YOUR TASK => What lines below contain the string "doesn"? List them all.

AVAILABLE DATA =>
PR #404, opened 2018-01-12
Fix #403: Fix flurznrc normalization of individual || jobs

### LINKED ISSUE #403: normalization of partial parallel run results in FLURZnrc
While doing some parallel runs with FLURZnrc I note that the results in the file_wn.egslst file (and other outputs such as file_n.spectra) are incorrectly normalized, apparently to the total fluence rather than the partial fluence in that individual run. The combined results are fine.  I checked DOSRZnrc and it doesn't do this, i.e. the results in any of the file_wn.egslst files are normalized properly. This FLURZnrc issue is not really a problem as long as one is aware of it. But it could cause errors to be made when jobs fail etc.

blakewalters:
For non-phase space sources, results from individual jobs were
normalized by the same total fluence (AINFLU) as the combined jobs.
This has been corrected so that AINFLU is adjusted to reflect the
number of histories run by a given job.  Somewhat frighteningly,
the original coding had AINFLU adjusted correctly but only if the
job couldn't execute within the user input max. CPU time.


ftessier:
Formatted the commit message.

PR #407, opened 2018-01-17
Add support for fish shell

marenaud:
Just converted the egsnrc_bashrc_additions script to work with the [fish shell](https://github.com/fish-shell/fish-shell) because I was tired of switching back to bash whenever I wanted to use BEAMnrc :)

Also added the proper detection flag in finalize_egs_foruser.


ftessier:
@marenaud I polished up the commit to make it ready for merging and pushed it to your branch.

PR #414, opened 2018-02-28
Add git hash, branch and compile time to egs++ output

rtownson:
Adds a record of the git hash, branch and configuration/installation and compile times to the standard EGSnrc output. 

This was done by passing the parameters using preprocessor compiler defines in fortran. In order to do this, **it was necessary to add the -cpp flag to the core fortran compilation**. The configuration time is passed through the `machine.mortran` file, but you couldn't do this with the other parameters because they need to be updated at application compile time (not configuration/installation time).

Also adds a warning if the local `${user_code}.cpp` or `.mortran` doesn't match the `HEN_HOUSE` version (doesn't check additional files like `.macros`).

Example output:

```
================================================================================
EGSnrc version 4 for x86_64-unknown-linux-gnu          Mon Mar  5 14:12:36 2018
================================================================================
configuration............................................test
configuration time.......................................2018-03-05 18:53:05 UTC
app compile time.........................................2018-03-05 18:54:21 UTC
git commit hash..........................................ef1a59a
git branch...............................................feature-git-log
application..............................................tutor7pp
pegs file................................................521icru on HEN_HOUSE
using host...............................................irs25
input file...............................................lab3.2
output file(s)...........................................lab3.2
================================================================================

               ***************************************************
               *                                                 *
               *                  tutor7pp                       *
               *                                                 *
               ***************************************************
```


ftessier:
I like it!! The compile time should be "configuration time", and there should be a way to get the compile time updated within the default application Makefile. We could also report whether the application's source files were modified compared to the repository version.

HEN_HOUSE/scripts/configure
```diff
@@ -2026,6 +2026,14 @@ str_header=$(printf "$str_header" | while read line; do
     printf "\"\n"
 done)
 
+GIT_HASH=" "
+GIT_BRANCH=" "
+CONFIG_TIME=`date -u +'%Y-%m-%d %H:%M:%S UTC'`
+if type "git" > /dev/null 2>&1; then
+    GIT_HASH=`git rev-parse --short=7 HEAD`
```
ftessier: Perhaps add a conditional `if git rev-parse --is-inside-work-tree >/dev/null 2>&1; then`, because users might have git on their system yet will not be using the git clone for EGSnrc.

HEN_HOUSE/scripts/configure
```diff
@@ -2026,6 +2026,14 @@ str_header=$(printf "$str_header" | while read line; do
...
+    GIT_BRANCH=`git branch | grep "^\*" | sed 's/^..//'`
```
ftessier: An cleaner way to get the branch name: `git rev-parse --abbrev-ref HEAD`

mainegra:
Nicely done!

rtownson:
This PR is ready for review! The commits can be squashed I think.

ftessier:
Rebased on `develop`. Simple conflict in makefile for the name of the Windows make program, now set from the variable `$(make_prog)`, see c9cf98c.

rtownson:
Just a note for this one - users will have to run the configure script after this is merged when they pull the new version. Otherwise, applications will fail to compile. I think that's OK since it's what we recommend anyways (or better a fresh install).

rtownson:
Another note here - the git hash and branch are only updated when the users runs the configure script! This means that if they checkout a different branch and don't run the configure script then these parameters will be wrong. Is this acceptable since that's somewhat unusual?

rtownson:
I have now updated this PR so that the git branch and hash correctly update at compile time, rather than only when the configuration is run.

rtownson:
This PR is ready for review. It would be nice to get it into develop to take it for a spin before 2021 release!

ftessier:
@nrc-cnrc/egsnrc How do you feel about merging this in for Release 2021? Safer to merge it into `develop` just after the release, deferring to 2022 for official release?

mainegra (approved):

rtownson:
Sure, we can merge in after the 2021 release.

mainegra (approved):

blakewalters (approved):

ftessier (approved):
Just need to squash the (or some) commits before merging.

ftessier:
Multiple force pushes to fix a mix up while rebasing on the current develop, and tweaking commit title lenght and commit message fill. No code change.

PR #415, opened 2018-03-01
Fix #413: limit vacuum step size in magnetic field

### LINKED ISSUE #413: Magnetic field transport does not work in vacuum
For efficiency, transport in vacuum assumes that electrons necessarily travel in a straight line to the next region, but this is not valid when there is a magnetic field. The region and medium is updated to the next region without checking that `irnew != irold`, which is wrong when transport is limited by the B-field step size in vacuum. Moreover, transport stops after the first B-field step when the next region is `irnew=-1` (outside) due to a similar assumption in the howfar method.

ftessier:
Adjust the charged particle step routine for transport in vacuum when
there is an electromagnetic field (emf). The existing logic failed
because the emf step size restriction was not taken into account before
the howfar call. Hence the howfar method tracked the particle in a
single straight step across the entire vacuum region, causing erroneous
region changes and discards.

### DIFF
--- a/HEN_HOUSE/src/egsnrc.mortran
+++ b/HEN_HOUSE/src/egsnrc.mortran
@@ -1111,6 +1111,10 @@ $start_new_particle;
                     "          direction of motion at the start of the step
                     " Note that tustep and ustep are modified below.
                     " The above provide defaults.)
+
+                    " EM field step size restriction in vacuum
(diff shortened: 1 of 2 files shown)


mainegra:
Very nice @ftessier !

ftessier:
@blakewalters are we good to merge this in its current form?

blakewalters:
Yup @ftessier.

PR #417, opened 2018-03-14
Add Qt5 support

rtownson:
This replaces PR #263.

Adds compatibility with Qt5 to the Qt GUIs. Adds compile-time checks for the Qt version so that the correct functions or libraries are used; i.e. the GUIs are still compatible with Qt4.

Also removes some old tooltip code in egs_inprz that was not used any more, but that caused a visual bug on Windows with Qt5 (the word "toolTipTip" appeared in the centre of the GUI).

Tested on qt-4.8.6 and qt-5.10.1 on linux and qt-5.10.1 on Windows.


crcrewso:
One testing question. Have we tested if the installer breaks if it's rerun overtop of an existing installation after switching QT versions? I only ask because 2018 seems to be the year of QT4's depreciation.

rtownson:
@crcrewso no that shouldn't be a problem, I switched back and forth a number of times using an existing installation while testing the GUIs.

...

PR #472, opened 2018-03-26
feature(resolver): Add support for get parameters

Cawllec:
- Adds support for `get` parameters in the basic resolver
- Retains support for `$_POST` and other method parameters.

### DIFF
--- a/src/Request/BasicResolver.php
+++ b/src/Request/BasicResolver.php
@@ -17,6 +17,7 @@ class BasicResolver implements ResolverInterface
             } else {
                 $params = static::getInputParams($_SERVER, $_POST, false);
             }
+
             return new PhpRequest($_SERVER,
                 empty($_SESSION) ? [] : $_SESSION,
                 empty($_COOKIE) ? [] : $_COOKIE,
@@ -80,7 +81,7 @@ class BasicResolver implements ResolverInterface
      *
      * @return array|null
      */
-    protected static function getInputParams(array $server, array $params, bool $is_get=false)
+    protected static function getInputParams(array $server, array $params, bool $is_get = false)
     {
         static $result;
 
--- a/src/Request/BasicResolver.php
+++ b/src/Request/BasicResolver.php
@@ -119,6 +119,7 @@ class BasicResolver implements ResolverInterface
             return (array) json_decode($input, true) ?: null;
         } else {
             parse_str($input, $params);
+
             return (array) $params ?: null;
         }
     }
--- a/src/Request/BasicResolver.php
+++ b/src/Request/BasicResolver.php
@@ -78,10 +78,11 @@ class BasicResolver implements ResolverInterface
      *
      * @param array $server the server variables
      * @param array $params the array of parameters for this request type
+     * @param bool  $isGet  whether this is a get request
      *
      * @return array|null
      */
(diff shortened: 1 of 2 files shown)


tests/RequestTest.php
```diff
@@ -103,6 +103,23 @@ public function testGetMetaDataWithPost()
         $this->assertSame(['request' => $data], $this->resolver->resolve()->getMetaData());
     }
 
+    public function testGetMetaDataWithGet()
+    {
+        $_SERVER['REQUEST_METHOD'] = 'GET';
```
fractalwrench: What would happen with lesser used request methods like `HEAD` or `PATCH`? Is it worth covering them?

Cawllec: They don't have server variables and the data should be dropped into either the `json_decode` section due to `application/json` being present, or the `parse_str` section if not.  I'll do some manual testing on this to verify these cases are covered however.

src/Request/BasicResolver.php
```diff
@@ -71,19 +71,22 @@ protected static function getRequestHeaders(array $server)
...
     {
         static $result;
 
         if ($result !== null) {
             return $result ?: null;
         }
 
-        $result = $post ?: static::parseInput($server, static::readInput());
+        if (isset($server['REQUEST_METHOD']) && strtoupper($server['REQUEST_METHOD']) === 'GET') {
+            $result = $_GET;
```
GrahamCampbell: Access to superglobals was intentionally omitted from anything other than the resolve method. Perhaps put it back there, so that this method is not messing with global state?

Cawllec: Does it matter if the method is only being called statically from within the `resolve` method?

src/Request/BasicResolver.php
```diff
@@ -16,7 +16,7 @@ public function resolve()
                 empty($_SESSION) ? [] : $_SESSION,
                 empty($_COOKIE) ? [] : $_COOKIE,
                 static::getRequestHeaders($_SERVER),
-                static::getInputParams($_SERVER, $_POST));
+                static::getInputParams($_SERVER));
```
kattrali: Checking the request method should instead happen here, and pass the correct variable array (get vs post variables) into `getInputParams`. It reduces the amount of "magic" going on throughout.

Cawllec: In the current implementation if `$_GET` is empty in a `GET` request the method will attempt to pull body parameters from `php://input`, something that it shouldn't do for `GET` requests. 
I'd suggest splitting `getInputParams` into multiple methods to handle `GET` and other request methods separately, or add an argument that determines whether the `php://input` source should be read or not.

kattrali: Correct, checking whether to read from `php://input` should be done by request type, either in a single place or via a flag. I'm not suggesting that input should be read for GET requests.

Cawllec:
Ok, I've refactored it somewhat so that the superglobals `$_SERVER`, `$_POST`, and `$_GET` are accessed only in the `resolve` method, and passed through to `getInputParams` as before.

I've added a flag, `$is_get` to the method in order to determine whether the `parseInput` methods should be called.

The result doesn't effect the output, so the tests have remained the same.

WRITTEN REPLY =>
While doing some parallel runs with FLURZnrc I note that the results in the file_wn.egslst file (and other outputs such as file_n.spectra) are incorrectly normalized, apparently to the total fluence rather than the partial fluence in that individual run. The combined results are fine.  I checked DOSRZnrc and it doesn't do this, i.e. the results in any of the file_wn.egslst files are normalized properly. This FLURZnrc issue is not really a problem as long as one is aware of it. But it could cause errors to be made when jobs fail etc.
Also adds a warning if the local `${user_code}.cpp` or `.mortran` doesn't match the `HEN_HOUSE` version (doesn't check additional files like `.macros`).
The result doesn't effect the output, so the tests have remained the same.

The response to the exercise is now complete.